1
votes

I have a Spark dataframe like below, and I want to perform some aggregate functions on it by different columns independently of each other and get some statistics over a single column.

val df = (Seq((1, "a", "1"),
              (1,"b", "3"),
              (1,"c", "6"),
              (2, "a", "9"),
              (2,"c", "10"),
              (1,"b","8" ),
              (2, "c", "3"),
              (3,"r", "19")).toDF("col1", "col2", "col3"))

df.show()
+----+----+----+
|col1|col2|col3|
+----+----+----+
|   1|   a|   1|
|   1|   b|   3|
|   1|   c|   6|
|   2|   a|   9|
|   2|   c|  10|
|   1|   b|   8|
|   2|   c|   3|
|   3|   r|  19|
+----+----+----+

I want to group by col1 and col2 and get the average of column col3 to get the following output dataframe:

+----+----+----+---------+---------+
|col1|col2|col3|mean_col1|mean_col2|
+----+----+----+---------+---------+
|   1|   a|   1|      4.5|      5.0|
|   1|   b|   3|      4.5|      5.5|
|   1|   c|   6|      4.5|     6.33|
|   2|   a|   9|     7.33|      5.0|
|   2|   c|  10|     7.33|     6.33|
|   1|   b|   8|      4.5|      5.5|
|   2|   c|   3|     7.33|     6.33|
|   3|   r|  19|     19.0|     19.0|
+----+----+----+---------+---------+

This can be done using the following operations:

val col1df = df.groupBy("col1").agg(round(mean("col3"),2).alias("mean_col1"))

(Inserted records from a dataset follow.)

PR #270, opened 2021-04-27
Add external crate template

mosteo:


mosteo:
This is just a template outside the actual index, so the failures are of no concern.

Fabien-Chouteau (approved):

PR #276, opened 2021-05-04
Openglada: Correct libx11 version

WickedShell:
I tried to install openglada, but it fails due to the libx11 dependency. As far as I can tell the most recent release of libx11 is 1.7.0 in November 2020, and there is no version 2. This lowers the dependency to version 1. I'm guessing that this worked for someone originally as the Ubuntu package oddly has `2:` prefixed at the start. On Arch (or most other distro's) that give the actual version this is breaking.

I don't know how to locally test an Alire package, so this is a change by inspection, and not locally tested as I'm not sure how to test it.

### DIFF
--- a/index/li/libx11/libx11-external.toml
+++ b/index/li/libx11/libx11-external.toml
@@ -7,4 +7,5 @@ maintainers-logins = ["mosteo"]
 [[external]]
 kind = "system"
 [external.origin."case(distribution)"]
+"arch" = ["libx11"]
 "debian|ubuntu" = ["libx11-dev"]
--- a/index/op/openglada/openglada-0.6.0.toml
+++ b/index/op/openglada/openglada-0.6.0.toml
@@ -19,8 +19,11 @@ libx11 = "^1"
 Auto_Exceptions = ["enabled", "disabled"]
 GLFW_Version = ["2", "3"]
 Mode = ["debug", "release"]
-[gpr-set-externals."case(os)".linux]
-Windowing_System = "x11"
+
+[gpr-set-externals."case(os)"]
+linux = { Windowing_System = "x11" }
+macos = { Windowing_System = "quartz" }
+windows = { Windowing_System = "windows" }
 
 [origin]
 url = "https://github.com/flyx/OpenGLAda/archive/v0.6.tar.gz"
--- a/index/op/openglada/openglada-0.6.0.toml
+++ b/index/op/openglada/openglada-0.6.0.toml
@@ -10,8 +10,8 @@ maintainers-logins = ["flyx"]
 project-files = ["opengl.gpr", "opengl-glfw.gpr", "opengl-soil.gpr", "opengl-test.gpr"]
 
 [[depends-on]]
-[depends-on."case(os)".linux]
 gnat = "<8"
+[depends-on."case(os)".linux]
 libglfw3 = "^3"
 libx11 = "^1"
 
--- a/index/op/openglada/openglada-0.6.0.toml
+++ b/index/op/openglada/openglada-0.6.0.toml
@@ -11,6 +11,7 @@ project-files = ["opengl.gpr", "opengl-glfw.gpr", "opengl-soil.gpr", "opengl-tes
 
 [[depends-on]]
 [depends-on."case(os)".linux]
+gnat = "<8"
 libglfw3 = "^3"
 libx11 = "^1"
 
--- a/index/op/openglada/openglada-0.6.0.toml
+++ b/index/op/openglada/openglada-0.6.0.toml
@@ -12,7 +12,7 @@ project-files = ["opengl.gpr", "opengl-glfw.gpr", "opengl-soil.gpr", "opengl-tes
 [[depends-on]]
 [depends-on."case(os)".linux]
 libglfw3 = "^3"
-libx11 = "^2"
+libx11 = "^1"
 
 [gpr-externals]
 Auto_Exceptions = ["enabled", "disabled"]


mosteo:
Thanks, @WickedShell . This fix is likely correct as the problem with the `"2:"` epoch was fixed in https://github.com/alire-project/alire/pull/652 for Arch (Debian/Ubuntu should detect epochs since the beginning).

mosteo:
Now the funny thing is that Arch compiles while Ubuntu fails, both with gnat 9.3... I will have to research this particular point further.

mosteo:
My bad. Yesterday I was low on sugar or something. Arch is using gcc 10.2 (which will fail just the same as 9.3 in Ubuntu/Debian, or CE2020), and there is an additional change this patch needs: to add `libx11` for Arch in the `libx11-external.toml` index file. It is currently indexed only for Ubuntu/Debian. 

With that, openglada will resolve dependencies in Arch and fail at the same point: 

```
gl-objects-textures.adb:547:07: warning: in instantiation at gl-enums-indexes.ads:17
gl-objects-textures.adb:547:07: warning: cannot call "Get_Max" before body seen
gl-objects-textures.adb:547:07: warning: Program_Error will be raised at run time
gl-objects-textures.adb:556:07: warning: in instantiation at gl-enums-indexes.ads:17
gl-objects-textures.adb:556:07: warning: cannot call "Get_Max" before body seen
gl-objects-textures.adb:556:07: warning: Program_Error will be raised at run time
```

So the patch will improve things but a more recent version of openglada has to be indexed (I see a `0.8` release in the repo).

@flyx, excuse me for bringing you here. Can you confirm that this problem is fixed in more recent gnats? We are discussing `0.6` here.

flyx:
@mosteo This problem has indeed been fixed in flyx/OpenGLAda@31511a9f6e3101705637ce8a434b4cfe61ae4993, which has been released in 0.7.0.

mosteo:
I've pushed the fixes mentioned, plus marked openglada 0.6 depending on old gnat versions. Things should work properly once a new release of openglada is indexed ;-)

mosteo (approved):

WickedShell:
@mosteo Sorry for the late response. Is there a reason why Alire is tagging 0.6.0 here instead of 0.8.0 for Openglada? Given that it fixes the compilation error that seems like a better step forward to me then just trying to limit the GNAT version...

Can you also point me at docs for how to use a local Alire package description instead of from the repo so that I can test this type of change locally? I'm sure it exists, but I appear to have read right past it...

Is there a better place to ask this kind of question? I noticed the issues list is off here, and wasn't sure where else to ask.

mosteo:
> Sorry for the late response. Is there a reason why Alire is tagging 0.6.0 here instead of 0.8.0 for Openglada?

Just that that's the version that the maintainer has actually published to date in Alire. Hopefully they'll publish the more recent version soon. We prefer to wait for the official maintainers to publish the versions they know are best to distribute, unless there's a critical bottleneck that has to be solved fast.

> Given that it fixes the compilation error that seems like a better step forward to me then just trying to limit the GNAT version...

Indeed, having the last version will get rid of that trouble. At the same time, it's appropriate to mark that `0.6` won't work out of the box with newest compilers, so users are not presented with unexpectedly broken solutions.

> Can you also point me at docs for how to use a local Alire package description instead of from the repo so that I can test this type of change locally? I'm sure it exists, but I appear to have read right past it...

Actually this might not be explicitly documented yet, although it is doable with existing options. The simplest way would be to clone the community index and configure alire to use it via `alr index` subcommands. If you don't want to mess with your default configuration, you can set `$ALR_CONFIG`, or use the `-c` global option, to temporarily use another config folder. Still, you'll have to configure the cloned index with `alr index`. The last step is to modify the local index to do your experiments.

> Is there a better place to ask this kind of question? I noticed the issues list is off here, and wasn't sure where else to ask.

Yes, the issues are off here because I prefer to centralize all issues for the project at the https://github.com/alire-project/alire repo, at least for now. For this kind of user questions, you can use stackoverflow which I monitor for Ada/Alire questions, or https://gitter.im/ada-lang/Alire, as you prefer.

WickedShell:
> Just that that's the version that the maintainer has actually published to date in Alire

@mosteo Who is the maintainer though? I actually e-mailed flyx originally since he was listed on the package, but he told me he isn't actually the maintainer of the Alire package, and I'm not sure who to chase up from here.

Thanks for the advice on testing changes locally, I'll give it a shot soon hopefully.

mosteo:
Curious. Since `git blame` blames me for the maintainer lines, I guess at that time *I* packaged it but we hadn't properly defined the meaning of these fields and I used the upstream maintainer. Or I simply was having a bad day.

No matter, that means that I must update the release to list myself as maintainer, and I can also make a new release for `0.8`. Will do shortly. Of course, flyx can take over maintainership any time he wants.

WickedShell:
@mosteo Haha, thanks, I do appreciate it.

flyx:
@mosteo I am in process of crafting a new OpenGLAda release, and I plan to have an official Alire listing when it's done.

mosteo:
@flyx great, let me know if you need any guidance.

flyx:
@mosteo One thing is that the import name has has always been *„opengl“* since the GPR file is named `opengl.gpr`. The additional utilities (GLFW, image loading etc) are separate libraries (e.g. *opengl-glfw*) and I will split them into own Alire crates as suggested in the best practices.

Since the best practices say that the crate name should match the `.gpr` project file, I wonder if I should create the Alire crate as *opengl* instead of *openglada*. I always treated OpenGLAda as name of the umbrella project providing the base binding and additional utilities. On the other hand, naming the project *opengl* might be understood as being some kind of *official* binding, which it is not. But I do feel dropping the *Ada* suffix makes sense in the crate name since it is superfluous in an Ada package manager. In the crate description, I would give something like „Thick OpenGL bindings provided by the OpenGLAda project“.

What do you think?

mosteo:
Hi @flyx. On the splitting of crates, that makes sense if each subproject introduces different dependencies. This way a client is not forced to depend on something not necessary. Otherwise it's less important. 

On the naming, I'm with you in that `opengl` looks too official. Also your binding is thick, so it brings extra value. For that reason in this case a name that isn't just `opengl` would be better IMO. If your project is generally known already as `openglada`, I would stick with it even if in our context is redundant. There are already many crates that keep the `ada` for this reason.

Finally, that the project file matches the crate name is desirable, but not a hard line. For a new crate that would be the logical choice; for a established project like yours I think it's better to keep the same names that people may be already using and expecting. You can specify these names in the manifest and alire will use them transparently anyway.

flyx:
@mosteo Fair enough. I'll go with project names `openglada`, `openglada_images` etc. They do have different dependencies, e.g. the GLFW binding obviously depends on the GLFW library while the core OpenGL binding does not (and could theoretically also be used along with the existing SdlAda binding, which makes GLFW unnecessary).

I see that `libfreetype` has no Alire definition yet and I will add that since it is a, yet unmentioned, dependency of OpenGLAda's text rendering facilities.

mosteo:
Great, thanks!

flyx:
@mosteo I am almost done, however I can't figure out how to have multiple Alire projects in the same repository. See [my current repo structure](https://github.com/flyx/OpenGLAda/tree/master):

The `opengl` directory contains the `openglada` Alire crate. When I execute `alr publish` there, I get:

```
error:    Remote sources are missing the 'alire.toml' manifest file.
```

It seems to search the `alire.toml` in the root directory. Is that a bug?

mosteo:
Just in case someone reads this PR at a later time, for now the only way to index several crates in a repo is to generate zips for each of them. More info in PR alire-project/alire#737

PR #278, opened 2021-05-17
added external libfreetype

flyx:
This is needed as a dependency of OpenGLAda's text rendering facilities.

I am not entirely sure whether the msys2 name should be `mingw-w64-freetype` (base package) or `mingw-w64-x86_64-freetype` (architecture-specific package) since I have no experience with pacman.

val col2df = df.groupBy("col2").agg(round(mean("col3"),2).alias("mean_col2"))

df.join(col1df, "col1").join(col2df, "col2").select($"col1",$"col2",$"col3",$"mean_col1",$"mean_col2").show()

However, if I have many more columns to group by, I'd need to perform several expensive join operations. Moreover, grouping by each column before doing the join seems rather cumbersome. What's the best way to get the output dataframe by minimizing (and preferably eliminating) the join operations, and without having to generate the dataframes col1df and col2df ?

1

1 Answers

3
votes

As you want your final table to contain all of the original rows, that can be done via a window function.

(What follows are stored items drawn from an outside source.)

PR #280, opened 2021-05-18
OpenGLAda 0.9.0

flyx:
Split into four crates due to optional dependencies.

### DIFF
--- a/index/op/openglada/openglada-0.9.0.toml
+++ b/index/op/openglada/openglada-0.9.0.toml
@@ -7,6 +7,7 @@ licenses = "MIT"
 maintainers = ["Felix Krause <contact@flyx.org>"]
 maintainers-logins = ["flyx"]
 project-files = ["opengl.gpr"]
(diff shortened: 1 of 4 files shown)


mosteo:
Thanks a lot, @flyx, this is great.

I'd only suggest to add some tags to the crates. You don't need to repackage, just update the manifests in this PR. This way your crates can be better located at https://alire.ada.dev/

flyx:
The macOS build possibly fails because of the required non-Ada dependencies. Strange that there is no log available.

mosteo (approved):

mosteo:
GH actions are not 100%-proof. They seem to be acting up right now, I'll relaunch them in a while.

mosteo:
Indeed https://www.githubstatus.com/ reports degraded actions.

mosteo:
In the end it was GH's own trouble and now all tests have passed. Merging, thanks!

PR #281, opened 2021-05-28
usb_embedded 0.1.0

Fabien-Chouteau:


mosteo:
@Fabien-Chouteau , is this one of those that fail because of the cross-compiler?

Fabien-Chouteau:
Looks like there another problem. I will close until take the time to fix it.

PR #1486, opened 2025-05-02
coap_spark 0.9.0

mgrojo:

### DIFF
--- a/index/co/coap_spark/coap_spark-0.9.0.toml
+++ b/index/co/coap_spark/coap_spark-0.9.0.toml
@@ -1,0 +1,69 @@
+name = "coap_spark"
+description = "CoAP implementation formally verified with SPARK/Ada"
+long-description = """
+CoAP-SPARK is a library implementing the Constrained Application Protocol (CoAP)
+as defined in
+[RFC 7252](https://www.rfc-editor.org/rfc/rfc7252), developed in the SPARK 
+language, the formally verified subset of the Ada programming language.
+
+This version implements the client side of the protocol with some limitations:
+- It does not support block-wise transfers.
+- It does not support retransmission of messages.
+- It only supports NoSec and PreSharedKey security modes.
+
+See LICENSING for licensing information.
+"""
+version = "0.9.0"
+
+authors = ["Manuel Gomez"]
+maintainers = ["Manuel Gomez <mgrojo@gmail.com>"]
+maintainers-logins = ["mgrojo"]
+licenses = "Apache-2.0 OR GPL-2.0-or-later"
+website = "https://github.com/mgrojo/coap_spark"
+tags = ["spark", "coap", "iot", "protocol"]
+
+[[depends-on]]
+gnatprove = "^14.1.1"
+
+[build-switches]
+"*".Style_Checks = [
+    "-gnaty3" # Specify indentation level of 3
+    ,"-gnatya" # Check attribute casing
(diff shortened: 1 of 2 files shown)


index/co/coap_spark/coap_spark-0.9.0.toml
```diff
@@ -0,0 +1,69 @@
...
+
+authors = ["Manuel Gomez"]
+maintainers = ["Manuel Gomez <mgrojo@gmail.com>"]
+maintainers-logins = ["mgrojo"]
+licenses = "Apache-2.0 OR GPL-2.0-or-later"
+website = "https://github.com/mgrojo/coap_spark"
+tags = ["spark", "coap", "iot", "protocol"]
+
+[[depends-on]]
+gnatprove = "^14.1.1"
```
mosteo, line 26: We recommend having the dependency on the prover on a subcrate that runs the proof, so clients can avoid this heavy dependency.

mosteo (changes requested):

index/co/coap_spark/coap_spark-0.9.0.toml
mgrojo: `coap_client` is a subcrate and I actually run the proof there. But I'm also including that binary crate in the index. Would it be enough to move the dependency to the `coap_client` subcrate (`client` subdirectory) or would I need to create a new subcrate or reuse the `tests/` directory for that?

mosteo: Sorry, I'm not sure I follow. The key is: is people expected to use `coap_client` or is it just for proving/exemplifying? If someone can be genuinely interested in using `coap_client`, but needs not to perform the proof, then the dependency must be moved elsewhere (so not to burden them with the heavy dependency). Otherwise it is OK to leave it as-is.

Just to be clear, to me a subcrate in this context is a crate in the same repo as the crate being published, but not intended for general use. In other words, it is a "dev/private" crate used for testing, examples, proving... that may have different/more dependencies than the public-intended crate.

In that sense, `coap_client` is not a subcrate as it is a crate on its own right, appearing in the index, even if it depends on other crates.

As for where to place the proof, if you indeed want to remove it from `coap_client`, that's up to you :-) It could be part of the tests, or its own subcrate...

Let me know if something is still fuzzy...

mgrojo: Crystal clear.

`coap_client` is both an example of use of the library and a useful tool.

What if I remove the dependency here in the toml file for the index, but not in my repository? For future versions, I will think how to restructure the crates and the dependencies.

mgrojo: Argh, I forgot that SPARKlib is obtained by the gnatprove dependency. Consequently, clients require this dependency until SPARKlib is packaged separately as intended by AdaCore according to [this post](https://forum.ada-lang.io/t/where-is-sparklib/218/2?u=mgrojo).

mgrojo: I've reverted the commit removing the dependency to gnatprove. It's ready again for review.

mosteo: > What if I remove the dependency here in the toml file for the index, but not in my repository? For future versions, I will think how to restructure the crates and the dependencies.

That would work too.

mosteo (approved):

PR #1502, opened 2025-06-07
lsystem_editor 1.0.0

Heziode:

### DIFF
--- a/index/ls/lsystem_editor/lsystem_editor-1.0.0.toml
+++ b/index/ls/lsystem_editor/lsystem_editor-1.0.0.toml
@@ -1,0 +1,155 @@
+name = "lsystem_editor"
+description = "L-Systems editor in Ada"
+version = "1.0.0"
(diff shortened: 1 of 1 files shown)


Heziode:
The arch fails seems due to missing libraries in the base system.

mosteo:
I've added `glib2` to the Arch image, but I wonder if this should be an explicit dependency of `gtkada`...

Heziode:
Hum… right, since `glib2` is related to GTK ecosystem, adding it to `gtkada` as an explicit dependency seems relevant.

mosteo (approved):

Heziode:
@Fabien-Chouteau or @reznikmm can you add `glib2` to `gtkada` as an explicit dependency?

mosteo:
Well, it already depends on `gtk3` which at least on Debian depends on `glib2`. So this is somehow specific to Arch.

PR #1503, opened 2025-06-07
nrf52-runtimes 15.0.0

damaki:


damaki:
Looks like the build is failing on centos due to a missing glibc 2.35, required by gprbuild 25:
```
/root/.local/share/alire/toolchains/gprbuild_25.0.1_9a2e6cfb/bin/gprbuild: /lib64/libc.so.6: version `GLIBC_2.35' not found (required by /root/.local/share/alire/toolchains/gprbuild_25.0.1_9a2e6cfb/bin/gprbuild)
```

mosteo (approved):

PR #1506, opened 2025-06-18
aho_corasick 0.1.0

docandrew:

### DIFF
--- a/index/ah/aho_corasick/aho_corasick-0.1.0.toml
+++ b/index/ah/aho_corasick/aho_corasick-0.1.0.toml
@@ -1,0 +1,20 @@
+name = "aho_corasick"
+description = "Aho-Corasick Implementation"
+version = "0.1.0"
+
+authors = ["docandrew"]
+maintainers = ["docandrew <19672868+docandrew@users.noreply.github.com>"]
+maintainers-logins = ["docandrew"]
+licenses = "MIT OR Apache-2.0 WITH LLVM-exception"
+website = ""
+tags = []
+
+# project-files = ["aho_corasick.gpr", "sparklib.gpr"]
+
+[[depends-on]]
+gnatprove = "^15.1.0"
+
+[origin]
+commit = "54861150d7122f2ffc422b3acef51623ea6cfb81"
+url = "git+https://github.com/docandrew/aho_corasick.git"
+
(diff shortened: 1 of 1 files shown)


index/ah/aho_corasick/aho_corasick-0.1.0.toml
```diff
@@ -0,0 +1,20 @@
+name = "aho_corasick"
+description = "Aho-Corasick Implementation"
+version = "0.1.0"
+
+authors = ["docandrew"]
+maintainers = ["docandrew <19672868+docandrew@users.noreply.github.com>"]
+maintainers-logins = ["docandrew"]
+licenses = "MIT OR Apache-2.0 WITH LLVM-exception"
+website = ""
+tags = []
```
mosteo: A couple of tags would improve crate discoverability. You can add them editing this PR, no need to close and reopen.

index/ah/aho_corasick/aho_corasick-0.1.0.toml
```diff
@@ -0,0 +1,20 @@
...
+
+# project-files = ["aho_corasick.gpr", "sparklib.gpr"]
+
+[[depends-on]]
+gnatprove = "^15.1.0"
```
mosteo, line 15: If `gnatprove` is used just for proving, it should be moved to a nested crate to spare the heavy dependency to users of your library. (See https://github.com/alire-project/alire/blob/master/doc/catalog-format-spec.md#using-pins-for-crate-testing .)

However, if you're using formal containers provided by SPARK, this is OK as there is no current way around it that I'm aware of.

mosteo (changes requested):

index/ah/aho_corasick/aho_corasick-0.1.0.toml
docandrew: In this case I'm using a package from SPARKLib, I think gnatprove is the only way to get that today - I thought I heard that SPARKLib was being split into its own crate soon, I will update the dependencies list if/when that happens!

index/ah/aho_corasick/aho_corasick-0.1.0.toml
docandrew: Done!

index/ah/aho_corasick/aho_corasick-0.1.0.toml
```diff
@@ -0,0 +1,20 @@
+name = "aho_corasick"
+description = "Aho-Corasick Implementation"
+version = "0.1.0"
+
+authors = ["docandrew"]
+maintainers = ["docandrew <19672868+docandrew@users.noreply.github.com>"]
```
Fabien-Chouteau, line 6: Hi @docandrew , we need a valid email address here so we can contact you in case we move away from GitHub at some point.

docandrew: I did some major refactoring so will re-submit w/ the new version and updated email - thanks!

import org.apache.spark.sql.expressions.Window
import org.apache.spark.sql.functions._

val df = (Seq((1, "a", "1"),
    (1,"b", "3"),
    (1,"c", "6"),
    (2, "a", "9"),
    (2,"c", "10"),
    (1,"b","8" ),
    (2, "c", "3"),
    (3,"r", "19")).toDF("col1", "col2", "col3"))

  df.show(false)

  val col1Window = Window.partitionBy("col1").rangeBetween(Window.unboundedPreceding, Window.unboundedFollowing)
  val col2Window = Window.partitionBy("col2").rangeBetween(Window.unboundedPreceding, Window.unboundedFollowing)


  val res = df
              .withColumn("mean_col1", round(mean("col3").over(col1Window), 2))
              .withColumn("mean_col2", round(mean("col3").over(col2Window), 2))

  res.show(false)

In the context of the Window functions partitionBy is similar as groupBy and rangeBetween defines the size of the window, which is all of the rows with the same value of the partitioned columns or it could be seen as a group by column.